Stored items
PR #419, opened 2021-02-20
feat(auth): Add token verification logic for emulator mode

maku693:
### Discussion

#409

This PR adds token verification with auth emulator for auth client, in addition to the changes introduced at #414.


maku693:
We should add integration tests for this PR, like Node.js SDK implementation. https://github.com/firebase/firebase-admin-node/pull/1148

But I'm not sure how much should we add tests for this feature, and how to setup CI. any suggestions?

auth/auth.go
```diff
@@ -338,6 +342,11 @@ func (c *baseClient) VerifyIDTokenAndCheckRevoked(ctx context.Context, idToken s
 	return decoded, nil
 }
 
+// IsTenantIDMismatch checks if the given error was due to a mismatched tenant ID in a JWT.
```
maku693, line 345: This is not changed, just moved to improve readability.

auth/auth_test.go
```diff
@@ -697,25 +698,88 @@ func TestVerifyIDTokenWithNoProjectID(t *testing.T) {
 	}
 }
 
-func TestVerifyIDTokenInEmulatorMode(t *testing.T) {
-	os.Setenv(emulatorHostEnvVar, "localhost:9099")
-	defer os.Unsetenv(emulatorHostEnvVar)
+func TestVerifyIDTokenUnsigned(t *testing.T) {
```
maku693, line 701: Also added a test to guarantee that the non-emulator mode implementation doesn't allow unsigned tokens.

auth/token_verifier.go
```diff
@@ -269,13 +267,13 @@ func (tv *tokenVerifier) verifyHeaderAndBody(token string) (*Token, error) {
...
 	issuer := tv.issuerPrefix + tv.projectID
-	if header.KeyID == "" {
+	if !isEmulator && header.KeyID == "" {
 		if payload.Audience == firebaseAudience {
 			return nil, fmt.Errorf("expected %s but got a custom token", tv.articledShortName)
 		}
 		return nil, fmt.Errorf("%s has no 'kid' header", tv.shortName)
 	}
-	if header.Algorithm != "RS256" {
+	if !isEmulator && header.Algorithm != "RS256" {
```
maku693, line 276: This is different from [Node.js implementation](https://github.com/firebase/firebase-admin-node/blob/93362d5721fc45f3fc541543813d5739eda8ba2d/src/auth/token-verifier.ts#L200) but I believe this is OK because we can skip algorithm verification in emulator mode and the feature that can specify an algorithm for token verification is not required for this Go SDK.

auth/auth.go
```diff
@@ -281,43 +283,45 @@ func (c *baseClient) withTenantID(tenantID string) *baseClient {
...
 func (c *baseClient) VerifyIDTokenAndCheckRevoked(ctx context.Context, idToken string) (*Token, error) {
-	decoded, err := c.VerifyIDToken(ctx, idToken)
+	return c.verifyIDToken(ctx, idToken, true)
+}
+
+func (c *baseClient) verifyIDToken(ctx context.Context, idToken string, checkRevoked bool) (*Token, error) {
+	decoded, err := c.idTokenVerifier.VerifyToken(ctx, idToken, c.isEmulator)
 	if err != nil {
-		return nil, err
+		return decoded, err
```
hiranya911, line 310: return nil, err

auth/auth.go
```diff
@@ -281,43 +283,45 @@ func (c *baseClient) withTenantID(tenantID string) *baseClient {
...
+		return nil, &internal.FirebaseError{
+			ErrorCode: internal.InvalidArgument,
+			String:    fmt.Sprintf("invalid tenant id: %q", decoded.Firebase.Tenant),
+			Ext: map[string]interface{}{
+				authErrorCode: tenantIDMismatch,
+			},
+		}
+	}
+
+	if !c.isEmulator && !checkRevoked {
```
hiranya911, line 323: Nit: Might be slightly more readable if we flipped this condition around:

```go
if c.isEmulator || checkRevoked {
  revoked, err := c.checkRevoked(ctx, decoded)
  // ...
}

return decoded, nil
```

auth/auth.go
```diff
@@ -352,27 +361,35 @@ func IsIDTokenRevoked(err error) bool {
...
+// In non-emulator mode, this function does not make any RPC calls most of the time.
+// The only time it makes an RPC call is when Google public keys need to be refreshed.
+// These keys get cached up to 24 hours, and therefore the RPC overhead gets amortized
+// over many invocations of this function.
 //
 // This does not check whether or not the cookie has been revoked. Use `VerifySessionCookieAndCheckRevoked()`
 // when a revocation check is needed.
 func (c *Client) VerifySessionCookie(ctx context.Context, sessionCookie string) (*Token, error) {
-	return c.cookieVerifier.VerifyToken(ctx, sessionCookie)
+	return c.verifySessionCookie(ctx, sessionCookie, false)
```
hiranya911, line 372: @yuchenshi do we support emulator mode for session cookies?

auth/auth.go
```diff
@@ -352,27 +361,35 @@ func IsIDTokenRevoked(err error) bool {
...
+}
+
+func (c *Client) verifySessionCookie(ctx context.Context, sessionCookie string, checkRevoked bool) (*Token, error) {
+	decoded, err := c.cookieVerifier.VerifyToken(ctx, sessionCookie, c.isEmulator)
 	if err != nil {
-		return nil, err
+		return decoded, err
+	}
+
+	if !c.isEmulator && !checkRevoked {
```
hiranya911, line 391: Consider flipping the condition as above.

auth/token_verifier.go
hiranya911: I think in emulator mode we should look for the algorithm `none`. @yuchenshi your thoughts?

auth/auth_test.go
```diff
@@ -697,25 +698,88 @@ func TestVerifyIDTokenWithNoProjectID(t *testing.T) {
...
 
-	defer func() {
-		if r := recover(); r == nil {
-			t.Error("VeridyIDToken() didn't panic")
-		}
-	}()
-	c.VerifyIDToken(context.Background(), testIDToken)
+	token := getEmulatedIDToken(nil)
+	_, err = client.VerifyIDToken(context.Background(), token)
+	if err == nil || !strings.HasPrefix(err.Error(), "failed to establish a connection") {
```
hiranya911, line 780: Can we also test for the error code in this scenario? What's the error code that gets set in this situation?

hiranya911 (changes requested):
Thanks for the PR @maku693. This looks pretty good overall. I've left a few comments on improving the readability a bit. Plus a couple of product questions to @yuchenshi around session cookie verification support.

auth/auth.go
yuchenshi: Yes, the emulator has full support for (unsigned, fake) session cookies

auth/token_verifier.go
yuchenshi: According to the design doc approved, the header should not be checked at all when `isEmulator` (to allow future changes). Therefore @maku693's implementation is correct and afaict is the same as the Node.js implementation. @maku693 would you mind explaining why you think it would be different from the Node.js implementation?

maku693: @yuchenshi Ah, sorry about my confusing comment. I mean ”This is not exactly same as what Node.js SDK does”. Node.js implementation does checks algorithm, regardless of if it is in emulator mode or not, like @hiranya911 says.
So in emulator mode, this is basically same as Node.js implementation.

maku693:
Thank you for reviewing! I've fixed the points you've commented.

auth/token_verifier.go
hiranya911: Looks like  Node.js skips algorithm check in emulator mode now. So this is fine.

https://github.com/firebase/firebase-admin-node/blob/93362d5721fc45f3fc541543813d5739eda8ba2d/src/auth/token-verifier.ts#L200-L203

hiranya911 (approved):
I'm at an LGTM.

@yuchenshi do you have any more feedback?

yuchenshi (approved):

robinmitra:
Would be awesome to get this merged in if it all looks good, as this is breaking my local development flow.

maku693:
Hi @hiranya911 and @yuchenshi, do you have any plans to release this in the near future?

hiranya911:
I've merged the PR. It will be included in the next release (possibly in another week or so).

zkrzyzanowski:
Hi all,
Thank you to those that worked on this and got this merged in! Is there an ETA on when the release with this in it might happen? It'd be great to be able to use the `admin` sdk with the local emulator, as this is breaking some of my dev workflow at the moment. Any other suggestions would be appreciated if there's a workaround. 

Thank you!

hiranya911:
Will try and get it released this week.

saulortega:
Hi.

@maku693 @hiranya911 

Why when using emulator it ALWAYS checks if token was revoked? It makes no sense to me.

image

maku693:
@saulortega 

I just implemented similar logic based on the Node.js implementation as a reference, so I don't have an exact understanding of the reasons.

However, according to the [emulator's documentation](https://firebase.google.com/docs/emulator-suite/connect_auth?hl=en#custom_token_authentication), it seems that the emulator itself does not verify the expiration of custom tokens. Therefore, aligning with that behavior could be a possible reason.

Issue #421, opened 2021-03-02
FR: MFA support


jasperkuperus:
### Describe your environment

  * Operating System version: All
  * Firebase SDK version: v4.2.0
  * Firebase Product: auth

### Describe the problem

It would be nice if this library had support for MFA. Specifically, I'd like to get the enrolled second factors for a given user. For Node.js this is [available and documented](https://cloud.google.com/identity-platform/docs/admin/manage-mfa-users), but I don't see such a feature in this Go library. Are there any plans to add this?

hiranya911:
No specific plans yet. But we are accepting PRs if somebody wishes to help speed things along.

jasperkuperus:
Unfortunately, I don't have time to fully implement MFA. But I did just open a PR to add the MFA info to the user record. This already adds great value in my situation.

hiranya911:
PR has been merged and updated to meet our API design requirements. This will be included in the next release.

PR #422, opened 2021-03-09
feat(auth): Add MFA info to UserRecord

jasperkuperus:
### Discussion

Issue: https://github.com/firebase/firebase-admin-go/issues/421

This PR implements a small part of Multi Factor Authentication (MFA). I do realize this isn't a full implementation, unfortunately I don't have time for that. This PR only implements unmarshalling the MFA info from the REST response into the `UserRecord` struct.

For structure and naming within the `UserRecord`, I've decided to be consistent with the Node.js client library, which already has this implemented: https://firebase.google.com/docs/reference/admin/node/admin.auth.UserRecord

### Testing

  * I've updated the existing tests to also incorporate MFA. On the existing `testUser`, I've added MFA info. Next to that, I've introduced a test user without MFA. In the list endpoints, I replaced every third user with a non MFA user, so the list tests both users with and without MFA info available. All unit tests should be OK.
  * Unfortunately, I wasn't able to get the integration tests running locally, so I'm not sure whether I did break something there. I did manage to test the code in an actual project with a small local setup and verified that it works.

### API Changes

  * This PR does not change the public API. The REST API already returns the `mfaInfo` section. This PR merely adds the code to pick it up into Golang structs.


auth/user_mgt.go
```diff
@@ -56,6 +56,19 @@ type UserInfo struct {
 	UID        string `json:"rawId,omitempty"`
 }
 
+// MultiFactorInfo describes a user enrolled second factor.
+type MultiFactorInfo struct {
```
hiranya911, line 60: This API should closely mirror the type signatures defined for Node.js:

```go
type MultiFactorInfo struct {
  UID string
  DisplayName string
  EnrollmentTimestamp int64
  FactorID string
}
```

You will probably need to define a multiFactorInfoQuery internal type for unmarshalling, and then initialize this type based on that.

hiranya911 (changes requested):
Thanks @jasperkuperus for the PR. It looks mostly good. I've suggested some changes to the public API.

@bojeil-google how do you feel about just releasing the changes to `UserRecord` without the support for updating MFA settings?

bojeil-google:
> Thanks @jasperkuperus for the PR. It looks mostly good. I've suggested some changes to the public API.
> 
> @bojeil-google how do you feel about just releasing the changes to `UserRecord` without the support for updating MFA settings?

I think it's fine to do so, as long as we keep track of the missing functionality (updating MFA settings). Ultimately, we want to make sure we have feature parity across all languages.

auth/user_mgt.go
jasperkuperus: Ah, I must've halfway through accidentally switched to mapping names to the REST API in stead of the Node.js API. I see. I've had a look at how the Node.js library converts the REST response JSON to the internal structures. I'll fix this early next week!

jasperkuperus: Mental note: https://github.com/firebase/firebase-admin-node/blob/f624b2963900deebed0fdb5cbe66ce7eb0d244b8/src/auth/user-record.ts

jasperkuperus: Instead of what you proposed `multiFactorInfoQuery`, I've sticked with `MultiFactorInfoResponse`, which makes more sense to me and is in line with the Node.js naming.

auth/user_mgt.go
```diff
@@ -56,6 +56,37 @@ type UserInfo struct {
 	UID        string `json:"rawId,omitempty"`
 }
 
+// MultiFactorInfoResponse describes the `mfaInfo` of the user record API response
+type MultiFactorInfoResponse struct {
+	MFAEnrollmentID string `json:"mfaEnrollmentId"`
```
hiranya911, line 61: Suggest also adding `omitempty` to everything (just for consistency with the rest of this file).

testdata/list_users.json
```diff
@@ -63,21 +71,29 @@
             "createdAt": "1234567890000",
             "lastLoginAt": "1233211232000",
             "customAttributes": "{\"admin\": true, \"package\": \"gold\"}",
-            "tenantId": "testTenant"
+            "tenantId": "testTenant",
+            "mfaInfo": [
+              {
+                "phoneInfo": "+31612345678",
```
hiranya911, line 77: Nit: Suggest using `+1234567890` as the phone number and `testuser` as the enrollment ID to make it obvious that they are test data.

▶ [What needs to be done]
Begin at the top of the records above and quote each line exactly, ending with the line that contains "maku693, line 276: This".

▶ [Response to this exercise]
PR #419, opened 2021-02-20
feat(auth): Add token verification logic for emulator mode

maku693:
### Discussion

#409

This PR adds token verification with auth emulator for auth client, in addition to the changes introduced at #414.


maku693:
We should add integration tests for this PR, like Node.js SDK implementation. https://github.com/firebase/firebase-admin-node/pull/1148

But I'm not sure how much should we add tests for this feature, and how to setup CI. any suggestions?

auth/auth.go
```diff
@@ -338,6 +342,11 @@ func (c *baseClient) VerifyIDTokenAndCheckRevoked(ctx context.Context, idToken s
 	return decoded, nil
 }
 
+// IsTenantIDMismatch checks if the given error was due to a mismatched tenant ID in a JWT.
```
maku693, line 345: This is not changed, just moved to improve readability.

auth/auth_test.go
```diff
@@ -697,25 +698,88 @@ func TestVerifyIDTokenWithNoProjectID(t *testing.T) {
 	}
 }
 
-func TestVerifyIDTokenInEmulatorMode(t *testing.T) {
-	os.Setenv(emulatorHostEnvVar, "localhost:9099")
-	defer os.Unsetenv(emulatorHostEnvVar)
+func TestVerifyIDTokenUnsigned(t *testing.T) {
```
maku693, line 701: Also added a test to guarantee that the non-emulator mode implementation doesn't allow unsigned tokens.

auth/token_verifier.go
```diff
@@ -269,13 +267,13 @@ func (tv *tokenVerifier) verifyHeaderAndBody(token string) (*Token, error) {
...
 	issuer := tv.issuerPrefix + tv.projectID
-	if header.KeyID == "" {
+	if !isEmulator && header.KeyID == "" {
 		if payload.Audience == firebaseAudience {
 			return nil, fmt.Errorf("expected %s but got a custom token", tv.articledShortName)
 		}
 		return nil, fmt.Errorf("%s has no 'kid' header", tv.shortName)
 	}
-	if header.Algorithm != "RS256" {
+	if !isEmulator && header.Algorithm != "RS256" {
```
maku693, line 276: This is different from [Node.js implementation](https://github.com/firebase/firebase-admin-node/blob/93362d5721fc45f3fc541543813d5739eda8ba2d/src/auth/token-verifier.ts#L200) but I believe this is OK because we can skip algorithm verification in emulator mode and the feature that can specify an algorithm for token verification is not required for this Go SDK.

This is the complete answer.